> **Aim of the exercise**:
When you reach the line containing "Once bootstrap tokens" in the entries below, start writing out each line exactly, and stop after the line containing "timmy-wright, line 312: This".

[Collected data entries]
☆ ☆ ☆ ☆ ☆
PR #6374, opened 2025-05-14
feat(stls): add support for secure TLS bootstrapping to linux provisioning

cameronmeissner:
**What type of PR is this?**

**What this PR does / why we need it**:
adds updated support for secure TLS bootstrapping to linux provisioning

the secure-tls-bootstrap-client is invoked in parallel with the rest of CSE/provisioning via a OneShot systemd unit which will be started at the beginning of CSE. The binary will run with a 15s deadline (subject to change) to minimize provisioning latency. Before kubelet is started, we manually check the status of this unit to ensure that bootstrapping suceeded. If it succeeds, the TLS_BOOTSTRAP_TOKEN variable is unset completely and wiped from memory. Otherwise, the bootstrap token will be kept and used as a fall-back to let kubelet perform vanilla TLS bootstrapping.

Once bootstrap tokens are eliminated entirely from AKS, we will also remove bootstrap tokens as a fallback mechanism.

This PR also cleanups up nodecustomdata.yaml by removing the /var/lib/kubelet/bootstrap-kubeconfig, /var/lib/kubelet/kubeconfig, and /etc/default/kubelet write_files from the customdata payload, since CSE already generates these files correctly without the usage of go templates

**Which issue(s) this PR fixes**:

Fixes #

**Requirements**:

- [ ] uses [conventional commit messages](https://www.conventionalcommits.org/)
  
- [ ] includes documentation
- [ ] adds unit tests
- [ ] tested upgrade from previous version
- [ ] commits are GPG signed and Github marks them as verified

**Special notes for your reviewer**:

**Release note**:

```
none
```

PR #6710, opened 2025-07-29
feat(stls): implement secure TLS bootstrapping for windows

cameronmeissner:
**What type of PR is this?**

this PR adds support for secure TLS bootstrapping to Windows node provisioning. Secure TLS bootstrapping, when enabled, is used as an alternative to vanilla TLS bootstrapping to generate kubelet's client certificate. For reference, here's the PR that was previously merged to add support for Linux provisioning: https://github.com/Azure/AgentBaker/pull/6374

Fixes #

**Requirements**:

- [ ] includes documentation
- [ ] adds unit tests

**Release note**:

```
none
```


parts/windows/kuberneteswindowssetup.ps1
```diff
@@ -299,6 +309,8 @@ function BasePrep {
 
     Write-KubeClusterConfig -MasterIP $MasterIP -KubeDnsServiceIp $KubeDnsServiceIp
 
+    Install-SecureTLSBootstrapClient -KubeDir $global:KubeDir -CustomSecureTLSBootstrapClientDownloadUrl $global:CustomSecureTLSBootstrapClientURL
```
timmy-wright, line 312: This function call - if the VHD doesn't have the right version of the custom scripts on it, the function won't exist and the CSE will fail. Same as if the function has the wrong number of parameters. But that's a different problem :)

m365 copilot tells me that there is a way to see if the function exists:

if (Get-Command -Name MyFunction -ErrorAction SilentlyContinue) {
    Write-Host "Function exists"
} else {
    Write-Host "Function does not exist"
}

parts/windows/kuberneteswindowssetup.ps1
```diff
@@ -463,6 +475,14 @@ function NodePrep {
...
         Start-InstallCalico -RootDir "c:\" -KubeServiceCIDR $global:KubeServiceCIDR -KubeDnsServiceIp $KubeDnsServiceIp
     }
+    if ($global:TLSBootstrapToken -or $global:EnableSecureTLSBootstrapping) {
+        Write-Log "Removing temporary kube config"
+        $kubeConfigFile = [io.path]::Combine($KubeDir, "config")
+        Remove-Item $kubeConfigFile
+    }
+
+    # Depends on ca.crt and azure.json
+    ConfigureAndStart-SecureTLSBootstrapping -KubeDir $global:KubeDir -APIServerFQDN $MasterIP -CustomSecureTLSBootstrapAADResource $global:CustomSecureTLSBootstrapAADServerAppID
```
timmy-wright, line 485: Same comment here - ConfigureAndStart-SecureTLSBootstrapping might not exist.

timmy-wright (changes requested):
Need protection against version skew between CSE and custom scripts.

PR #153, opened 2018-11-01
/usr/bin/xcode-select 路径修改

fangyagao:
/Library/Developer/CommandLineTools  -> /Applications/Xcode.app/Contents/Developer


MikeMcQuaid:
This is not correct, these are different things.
☆ ☆ ☆ ☆ ☆
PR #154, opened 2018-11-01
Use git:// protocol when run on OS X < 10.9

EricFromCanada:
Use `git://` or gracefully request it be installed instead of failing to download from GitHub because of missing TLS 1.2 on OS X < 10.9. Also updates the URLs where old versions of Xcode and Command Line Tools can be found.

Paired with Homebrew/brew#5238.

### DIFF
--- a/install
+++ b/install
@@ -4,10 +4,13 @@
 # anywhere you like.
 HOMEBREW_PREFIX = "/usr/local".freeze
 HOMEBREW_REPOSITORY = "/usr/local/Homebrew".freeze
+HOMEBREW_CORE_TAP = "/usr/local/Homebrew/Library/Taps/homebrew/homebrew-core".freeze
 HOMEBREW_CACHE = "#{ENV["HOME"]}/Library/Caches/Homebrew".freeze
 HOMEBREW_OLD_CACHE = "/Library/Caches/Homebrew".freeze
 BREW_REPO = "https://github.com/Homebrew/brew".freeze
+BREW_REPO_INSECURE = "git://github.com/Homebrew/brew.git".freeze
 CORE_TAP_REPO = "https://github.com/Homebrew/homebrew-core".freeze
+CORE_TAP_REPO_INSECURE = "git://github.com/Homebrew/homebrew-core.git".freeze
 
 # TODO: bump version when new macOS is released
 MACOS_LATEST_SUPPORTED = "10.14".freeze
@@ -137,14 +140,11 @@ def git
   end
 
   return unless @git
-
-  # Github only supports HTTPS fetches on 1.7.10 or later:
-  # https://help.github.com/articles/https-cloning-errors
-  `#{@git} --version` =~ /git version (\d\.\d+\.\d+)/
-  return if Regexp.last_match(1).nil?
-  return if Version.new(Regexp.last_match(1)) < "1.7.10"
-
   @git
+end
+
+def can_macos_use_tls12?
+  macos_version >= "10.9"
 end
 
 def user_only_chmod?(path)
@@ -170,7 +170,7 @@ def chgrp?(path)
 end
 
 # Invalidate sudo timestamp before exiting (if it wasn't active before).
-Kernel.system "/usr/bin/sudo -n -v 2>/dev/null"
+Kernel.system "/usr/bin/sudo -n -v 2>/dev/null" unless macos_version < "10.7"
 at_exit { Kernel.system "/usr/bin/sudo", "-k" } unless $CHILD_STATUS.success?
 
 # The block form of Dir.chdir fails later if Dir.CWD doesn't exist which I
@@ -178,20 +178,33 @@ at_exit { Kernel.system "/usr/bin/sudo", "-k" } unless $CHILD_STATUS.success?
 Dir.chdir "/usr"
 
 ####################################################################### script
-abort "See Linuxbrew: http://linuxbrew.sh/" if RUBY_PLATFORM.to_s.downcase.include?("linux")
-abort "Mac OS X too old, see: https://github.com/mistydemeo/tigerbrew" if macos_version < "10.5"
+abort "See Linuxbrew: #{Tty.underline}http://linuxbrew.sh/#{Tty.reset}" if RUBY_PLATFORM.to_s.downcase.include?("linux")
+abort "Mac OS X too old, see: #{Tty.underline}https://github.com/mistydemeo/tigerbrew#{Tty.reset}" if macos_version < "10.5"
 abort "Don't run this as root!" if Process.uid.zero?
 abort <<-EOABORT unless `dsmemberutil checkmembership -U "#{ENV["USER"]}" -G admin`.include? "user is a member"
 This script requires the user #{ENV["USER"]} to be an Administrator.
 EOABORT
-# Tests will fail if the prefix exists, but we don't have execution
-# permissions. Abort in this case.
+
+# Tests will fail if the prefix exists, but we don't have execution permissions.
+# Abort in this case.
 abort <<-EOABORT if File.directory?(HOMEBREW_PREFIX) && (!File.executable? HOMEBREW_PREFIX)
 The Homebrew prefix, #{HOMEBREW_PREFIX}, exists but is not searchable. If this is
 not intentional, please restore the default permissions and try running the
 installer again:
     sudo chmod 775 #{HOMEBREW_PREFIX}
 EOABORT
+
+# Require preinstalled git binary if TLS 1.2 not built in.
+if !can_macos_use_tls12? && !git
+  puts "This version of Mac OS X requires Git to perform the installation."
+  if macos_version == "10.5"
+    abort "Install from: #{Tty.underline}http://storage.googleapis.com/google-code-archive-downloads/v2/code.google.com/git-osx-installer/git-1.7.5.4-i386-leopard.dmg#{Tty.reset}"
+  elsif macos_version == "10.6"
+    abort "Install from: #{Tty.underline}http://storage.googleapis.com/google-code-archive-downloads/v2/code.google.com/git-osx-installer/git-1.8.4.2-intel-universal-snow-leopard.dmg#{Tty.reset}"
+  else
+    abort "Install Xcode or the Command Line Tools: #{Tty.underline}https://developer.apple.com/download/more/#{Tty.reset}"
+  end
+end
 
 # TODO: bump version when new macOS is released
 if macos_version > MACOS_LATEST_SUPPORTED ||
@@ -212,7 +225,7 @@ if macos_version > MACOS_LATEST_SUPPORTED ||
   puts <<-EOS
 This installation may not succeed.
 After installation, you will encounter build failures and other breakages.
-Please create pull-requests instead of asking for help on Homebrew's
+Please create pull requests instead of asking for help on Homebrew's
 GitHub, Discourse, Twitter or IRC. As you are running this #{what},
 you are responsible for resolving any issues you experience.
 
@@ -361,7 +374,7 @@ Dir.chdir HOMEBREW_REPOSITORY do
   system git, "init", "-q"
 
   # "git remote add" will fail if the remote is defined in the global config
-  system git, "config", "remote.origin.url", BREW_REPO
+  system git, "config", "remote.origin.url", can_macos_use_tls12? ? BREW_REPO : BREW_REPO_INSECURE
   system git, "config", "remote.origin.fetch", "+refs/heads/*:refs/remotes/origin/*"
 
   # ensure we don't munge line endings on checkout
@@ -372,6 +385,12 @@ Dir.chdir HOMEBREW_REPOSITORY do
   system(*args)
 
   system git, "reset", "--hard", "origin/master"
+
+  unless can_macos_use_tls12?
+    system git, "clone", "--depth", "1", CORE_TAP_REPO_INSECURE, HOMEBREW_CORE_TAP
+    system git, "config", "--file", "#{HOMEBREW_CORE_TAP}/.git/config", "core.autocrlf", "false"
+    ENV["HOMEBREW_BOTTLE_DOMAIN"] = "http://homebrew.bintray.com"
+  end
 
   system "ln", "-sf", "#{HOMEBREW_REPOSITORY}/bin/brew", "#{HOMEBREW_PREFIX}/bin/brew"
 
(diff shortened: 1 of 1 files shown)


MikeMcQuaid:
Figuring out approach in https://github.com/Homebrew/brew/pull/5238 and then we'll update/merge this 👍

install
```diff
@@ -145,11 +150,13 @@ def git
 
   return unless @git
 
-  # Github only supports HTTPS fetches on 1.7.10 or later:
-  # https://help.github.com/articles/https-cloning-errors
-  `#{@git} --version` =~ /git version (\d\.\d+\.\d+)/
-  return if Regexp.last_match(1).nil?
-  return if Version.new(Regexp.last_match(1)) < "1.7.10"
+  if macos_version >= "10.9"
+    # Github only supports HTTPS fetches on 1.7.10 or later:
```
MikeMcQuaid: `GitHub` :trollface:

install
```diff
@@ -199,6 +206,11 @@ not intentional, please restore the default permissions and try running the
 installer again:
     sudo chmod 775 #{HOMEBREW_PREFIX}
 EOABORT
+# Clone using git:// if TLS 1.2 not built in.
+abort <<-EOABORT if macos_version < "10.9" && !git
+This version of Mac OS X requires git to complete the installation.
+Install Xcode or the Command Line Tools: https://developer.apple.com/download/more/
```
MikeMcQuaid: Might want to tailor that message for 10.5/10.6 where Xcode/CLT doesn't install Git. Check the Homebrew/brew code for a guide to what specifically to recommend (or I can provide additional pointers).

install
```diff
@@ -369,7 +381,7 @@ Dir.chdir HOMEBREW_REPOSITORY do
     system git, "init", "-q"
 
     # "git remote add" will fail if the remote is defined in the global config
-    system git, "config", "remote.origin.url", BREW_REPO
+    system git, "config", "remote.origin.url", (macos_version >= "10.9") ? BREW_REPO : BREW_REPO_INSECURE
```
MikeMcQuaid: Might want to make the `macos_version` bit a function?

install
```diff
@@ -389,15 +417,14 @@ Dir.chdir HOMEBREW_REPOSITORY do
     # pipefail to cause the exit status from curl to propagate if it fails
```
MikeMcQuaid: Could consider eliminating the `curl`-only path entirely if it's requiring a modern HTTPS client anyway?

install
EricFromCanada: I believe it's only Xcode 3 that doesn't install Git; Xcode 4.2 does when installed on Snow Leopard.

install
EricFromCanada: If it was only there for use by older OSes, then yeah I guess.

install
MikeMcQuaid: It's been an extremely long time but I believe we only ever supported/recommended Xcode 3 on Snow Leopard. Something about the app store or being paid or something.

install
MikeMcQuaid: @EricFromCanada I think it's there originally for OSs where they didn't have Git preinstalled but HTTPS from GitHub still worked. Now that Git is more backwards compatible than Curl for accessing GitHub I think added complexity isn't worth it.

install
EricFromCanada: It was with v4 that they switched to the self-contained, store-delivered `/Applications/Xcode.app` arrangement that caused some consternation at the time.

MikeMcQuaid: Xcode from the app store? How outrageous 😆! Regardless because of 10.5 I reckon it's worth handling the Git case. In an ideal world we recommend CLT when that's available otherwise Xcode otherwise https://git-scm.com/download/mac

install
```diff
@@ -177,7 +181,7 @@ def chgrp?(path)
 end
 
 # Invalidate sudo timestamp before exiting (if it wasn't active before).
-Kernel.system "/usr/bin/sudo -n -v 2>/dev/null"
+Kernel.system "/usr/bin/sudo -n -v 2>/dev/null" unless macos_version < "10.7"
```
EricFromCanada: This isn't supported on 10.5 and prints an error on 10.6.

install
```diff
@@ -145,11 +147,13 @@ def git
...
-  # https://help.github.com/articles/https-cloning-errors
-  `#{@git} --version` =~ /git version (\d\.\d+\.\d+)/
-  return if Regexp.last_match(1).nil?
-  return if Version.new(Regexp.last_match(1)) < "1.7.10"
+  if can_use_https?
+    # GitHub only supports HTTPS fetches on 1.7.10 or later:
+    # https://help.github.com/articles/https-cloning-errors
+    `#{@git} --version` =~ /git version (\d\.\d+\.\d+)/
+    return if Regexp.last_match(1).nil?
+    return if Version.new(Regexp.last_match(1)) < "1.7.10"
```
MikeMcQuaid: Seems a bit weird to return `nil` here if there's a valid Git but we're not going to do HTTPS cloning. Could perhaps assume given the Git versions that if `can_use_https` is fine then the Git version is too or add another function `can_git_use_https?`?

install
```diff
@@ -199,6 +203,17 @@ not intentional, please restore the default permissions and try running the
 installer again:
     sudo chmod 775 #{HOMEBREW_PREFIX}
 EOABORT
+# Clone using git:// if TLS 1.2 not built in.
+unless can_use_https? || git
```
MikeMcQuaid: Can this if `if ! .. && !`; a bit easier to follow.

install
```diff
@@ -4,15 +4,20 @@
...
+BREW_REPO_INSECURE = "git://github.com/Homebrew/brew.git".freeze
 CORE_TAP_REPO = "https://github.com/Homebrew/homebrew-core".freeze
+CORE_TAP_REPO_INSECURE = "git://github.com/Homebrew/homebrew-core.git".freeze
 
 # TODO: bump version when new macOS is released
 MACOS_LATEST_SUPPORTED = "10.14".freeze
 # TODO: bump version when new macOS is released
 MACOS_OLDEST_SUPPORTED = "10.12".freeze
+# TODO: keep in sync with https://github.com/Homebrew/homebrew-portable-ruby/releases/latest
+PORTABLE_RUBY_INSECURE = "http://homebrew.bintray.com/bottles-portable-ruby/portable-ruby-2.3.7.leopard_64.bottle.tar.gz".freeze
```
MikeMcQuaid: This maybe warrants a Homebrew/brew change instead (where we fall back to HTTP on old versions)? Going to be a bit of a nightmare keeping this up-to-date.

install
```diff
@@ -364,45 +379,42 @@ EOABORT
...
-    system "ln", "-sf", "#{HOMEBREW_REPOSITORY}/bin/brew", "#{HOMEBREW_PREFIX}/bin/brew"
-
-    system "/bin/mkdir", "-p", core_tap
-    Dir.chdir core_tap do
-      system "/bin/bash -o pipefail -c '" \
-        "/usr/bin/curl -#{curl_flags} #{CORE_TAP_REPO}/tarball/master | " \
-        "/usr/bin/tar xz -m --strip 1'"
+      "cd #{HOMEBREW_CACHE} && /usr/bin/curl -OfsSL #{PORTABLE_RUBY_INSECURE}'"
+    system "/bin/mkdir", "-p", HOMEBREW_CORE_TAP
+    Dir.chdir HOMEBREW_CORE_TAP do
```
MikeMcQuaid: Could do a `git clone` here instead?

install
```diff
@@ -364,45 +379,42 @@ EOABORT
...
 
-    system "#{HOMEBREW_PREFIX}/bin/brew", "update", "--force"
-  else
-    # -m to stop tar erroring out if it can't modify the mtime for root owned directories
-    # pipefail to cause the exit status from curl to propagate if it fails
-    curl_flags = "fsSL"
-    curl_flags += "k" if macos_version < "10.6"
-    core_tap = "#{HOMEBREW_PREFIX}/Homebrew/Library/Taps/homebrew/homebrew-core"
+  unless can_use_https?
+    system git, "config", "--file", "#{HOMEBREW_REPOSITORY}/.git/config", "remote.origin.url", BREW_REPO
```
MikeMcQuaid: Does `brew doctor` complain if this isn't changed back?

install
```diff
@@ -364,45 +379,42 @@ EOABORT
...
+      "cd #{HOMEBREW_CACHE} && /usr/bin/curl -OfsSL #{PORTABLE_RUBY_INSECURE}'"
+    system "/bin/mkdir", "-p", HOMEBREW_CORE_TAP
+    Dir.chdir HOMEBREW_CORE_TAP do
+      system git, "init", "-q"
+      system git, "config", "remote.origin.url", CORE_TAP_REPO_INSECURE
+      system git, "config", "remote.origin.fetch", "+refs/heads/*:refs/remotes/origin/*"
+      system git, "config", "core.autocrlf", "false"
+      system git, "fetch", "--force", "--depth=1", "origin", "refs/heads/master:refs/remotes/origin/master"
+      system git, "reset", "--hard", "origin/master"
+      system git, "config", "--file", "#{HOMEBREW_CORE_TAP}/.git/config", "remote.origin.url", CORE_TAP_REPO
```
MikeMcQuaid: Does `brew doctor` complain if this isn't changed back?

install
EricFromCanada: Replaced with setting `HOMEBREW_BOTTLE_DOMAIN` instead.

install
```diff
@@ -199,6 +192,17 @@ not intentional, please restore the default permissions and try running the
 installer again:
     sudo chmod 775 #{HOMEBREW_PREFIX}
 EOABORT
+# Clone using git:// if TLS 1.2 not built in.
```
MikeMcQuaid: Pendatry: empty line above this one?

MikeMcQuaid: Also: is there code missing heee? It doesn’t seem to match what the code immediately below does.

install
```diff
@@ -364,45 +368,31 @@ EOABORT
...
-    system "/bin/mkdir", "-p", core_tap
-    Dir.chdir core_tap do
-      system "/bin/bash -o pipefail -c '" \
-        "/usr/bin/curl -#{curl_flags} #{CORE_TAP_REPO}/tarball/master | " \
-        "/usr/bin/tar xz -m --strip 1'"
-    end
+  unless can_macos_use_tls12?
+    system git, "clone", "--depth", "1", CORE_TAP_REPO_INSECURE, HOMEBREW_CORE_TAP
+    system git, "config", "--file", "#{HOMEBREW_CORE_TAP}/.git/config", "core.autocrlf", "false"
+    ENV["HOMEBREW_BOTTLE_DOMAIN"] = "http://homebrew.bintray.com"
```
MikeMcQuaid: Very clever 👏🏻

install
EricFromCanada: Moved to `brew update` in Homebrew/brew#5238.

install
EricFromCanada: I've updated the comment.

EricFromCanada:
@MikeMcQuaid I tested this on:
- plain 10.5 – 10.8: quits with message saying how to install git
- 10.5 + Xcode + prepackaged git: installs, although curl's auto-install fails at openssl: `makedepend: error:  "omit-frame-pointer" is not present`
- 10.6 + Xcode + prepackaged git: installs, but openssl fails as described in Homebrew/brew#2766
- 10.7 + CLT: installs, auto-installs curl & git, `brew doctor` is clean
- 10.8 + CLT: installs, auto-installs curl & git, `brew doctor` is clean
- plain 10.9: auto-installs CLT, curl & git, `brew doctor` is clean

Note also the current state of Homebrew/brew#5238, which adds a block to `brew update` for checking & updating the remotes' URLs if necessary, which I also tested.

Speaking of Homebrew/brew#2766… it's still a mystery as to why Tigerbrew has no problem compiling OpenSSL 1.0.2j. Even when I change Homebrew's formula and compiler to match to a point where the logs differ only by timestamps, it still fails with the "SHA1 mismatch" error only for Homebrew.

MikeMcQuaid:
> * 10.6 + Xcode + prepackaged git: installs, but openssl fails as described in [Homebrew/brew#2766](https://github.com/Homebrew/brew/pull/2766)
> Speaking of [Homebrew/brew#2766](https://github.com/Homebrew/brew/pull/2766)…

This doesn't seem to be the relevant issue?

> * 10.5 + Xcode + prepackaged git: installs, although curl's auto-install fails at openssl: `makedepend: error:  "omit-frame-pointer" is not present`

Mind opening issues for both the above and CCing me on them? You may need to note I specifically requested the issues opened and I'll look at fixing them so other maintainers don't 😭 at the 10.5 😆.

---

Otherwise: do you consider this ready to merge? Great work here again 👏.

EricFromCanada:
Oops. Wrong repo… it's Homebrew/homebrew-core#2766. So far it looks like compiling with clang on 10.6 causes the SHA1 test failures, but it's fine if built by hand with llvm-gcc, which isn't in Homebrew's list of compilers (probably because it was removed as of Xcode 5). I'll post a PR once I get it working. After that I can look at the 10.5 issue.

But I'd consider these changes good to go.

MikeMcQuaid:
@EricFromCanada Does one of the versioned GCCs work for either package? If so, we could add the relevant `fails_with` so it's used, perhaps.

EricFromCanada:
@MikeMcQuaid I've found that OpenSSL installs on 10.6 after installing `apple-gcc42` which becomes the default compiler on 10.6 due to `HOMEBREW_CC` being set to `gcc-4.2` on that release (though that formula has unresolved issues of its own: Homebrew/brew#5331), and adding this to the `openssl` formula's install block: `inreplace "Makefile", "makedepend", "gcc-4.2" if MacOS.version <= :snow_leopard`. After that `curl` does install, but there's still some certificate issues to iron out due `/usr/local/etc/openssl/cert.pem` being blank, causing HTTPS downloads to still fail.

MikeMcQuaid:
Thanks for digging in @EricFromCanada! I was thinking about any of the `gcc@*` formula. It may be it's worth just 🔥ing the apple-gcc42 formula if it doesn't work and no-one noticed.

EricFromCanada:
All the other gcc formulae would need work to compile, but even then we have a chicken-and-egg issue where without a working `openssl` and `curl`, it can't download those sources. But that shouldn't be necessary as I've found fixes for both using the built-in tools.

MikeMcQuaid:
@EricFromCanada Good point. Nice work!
☆ ☆ ☆ ☆ ☆
> **Answer space**:
Once bootstrap tokens are eliminated entirely from AKS, we will also remove bootstrap tokens as a fallback mechanism.

This PR also cleanups up nodecustomdata.yaml by removing the /var/lib/kubelet/bootstrap-kubeconfig, /var/lib/kubelet/kubeconfig, and /etc/default/kubelet write_files from the customdata payload, since CSE already generates these files correctly without the usage of go templates

**Which issue(s) this PR fixes**:

Fixes #

**Requirements**:

- [ ] uses [conventional commit messages](https://www.conventionalcommits.org/)
  
- [ ] includes documentation
- [ ] adds unit tests
- [ ] tested upgrade from previous version
- [ ] commits are GPG signed and Github marks them as verified

**Special notes for your reviewer**:

**Release note**:

```
none
```

PR #6710, opened 2025-07-29
feat(stls): implement secure TLS bootstrapping for windows

cameronmeissner:
**What type of PR is this?**

this PR adds support for secure TLS bootstrapping to Windows node provisioning. Secure TLS bootstrapping, when enabled, is used as an alternative to vanilla TLS bootstrapping to generate kubelet's client certificate. For reference, here's the PR that was previously merged to add support for Linux provisioning: https://github.com/Azure/AgentBaker/pull/6374

Fixes #

**Requirements**:

- [ ] includes documentation
- [ ] adds unit tests

**Release note**:

```
none
```


parts/windows/kuberneteswindowssetup.ps1
```diff
@@ -299,6 +309,8 @@ function BasePrep {
 
     Write-KubeClusterConfig -MasterIP $MasterIP -KubeDnsServiceIp $KubeDnsServiceIp
 
+    Install-SecureTLSBootstrapClient -KubeDir $global:KubeDir -CustomSecureTLSBootstrapClientDownloadUrl $global:CustomSecureTLSBootstrapClientURL
```
timmy-wright, line 312: This function call - if the VHD doesn't have the right version of the custom scripts on it, the function won't exist and the CSE will fail. Same as if the function has the wrong number of parameters. But that's a different problem :)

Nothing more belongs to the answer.